↓

PR #543, opened 2020-04-02
LLC-572 — Fix missing internal transactions for Ethereum.

phaazon:
# Content

Those were missing because of two issues:

- We didn’t create internal transactions UUID correctly. We initially
  assumed that we have only one internal transaction (uuid =
  transaction_uuid + hash_data, for short). This fix adds the index of
  the internal transaction to generate different UUIDs and then get them
  all.
- We didn’t filter correctly transactions that don’t concern us. We then
  end up (at least on the core side) with several `NONE` transactions.
  The filtering here basically requires to discard internal transactions
  which type is set to `NONE`, since they don’t concern us — the
  explorers seem to still send us those transactions as they don’t
  filter them from the parent transaction.

# Mandatory picture of celestial animal

### DIFF
--- a/.gitignore
+++ b/.gitignore
@@ -24,3 +24,4 @@ compile_commands.json
 install_manifest.txt
 tags
 *.a
+/.clangd/
--- a/core/src/wallet/ethereum/EthereumLikeAccount.cpp
+++ b/core/src/wallet/ethereum/EthereumLikeAccount.cpp
@@ -107,9 +107,9 @@ namespace ledger {
                 throw Exception(api::ErrorCode::RUNTIME_ERROR, "Wallet reference is dead.");
             }
 
-            if (transaction.block.nonEmpty())
+            if (transaction.block.nonEmpty()) {
                 putBlock(sql, transaction.block.getValue());
-
+            }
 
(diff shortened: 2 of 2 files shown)


phaazon:
Adding @RomanWlm because I’m changing the way UUIDs of internal transactions are computed. Is that a problem for the Wallet Daemon?

phaazon:
After some internal discussions, we have potentially something else to do: make a data migration to recreate the previously persisted internal transactions’ UIDs with the new scheme. Even though it should be possible to do, I think it’s not a good move, because if some previousl synchronization missed internal transactions (because of the UID scheme bug), then they’ll still be missing them (the data transaction cannot introduce new internal transactions). So those users will still have to resync. And we don’t know who needs to do that, so I think we are just going to hide issues here.

phaazon:
I think this change — data migration — is not needed because if we already have associated internal operations, they already have a UID and it’s a random one. There is no case where we need to create those UIDs besides the code that got changed and collisions won’t happen (because of the added index).

I think we’re pretty safe without the data migration, @KhalilBellakrid.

↑

- [About this exercise]: Scan the material above for lines holding "core" and copy each of them.

- [Solution to the exercise]:
  end up (at least on the core side) with several `NONE` transactions.
--- a/core/src/wallet/ethereum/EthereumLikeAccount.cpp
+++ b/core/src/wallet/ethereum/EthereumLikeAccount.cpp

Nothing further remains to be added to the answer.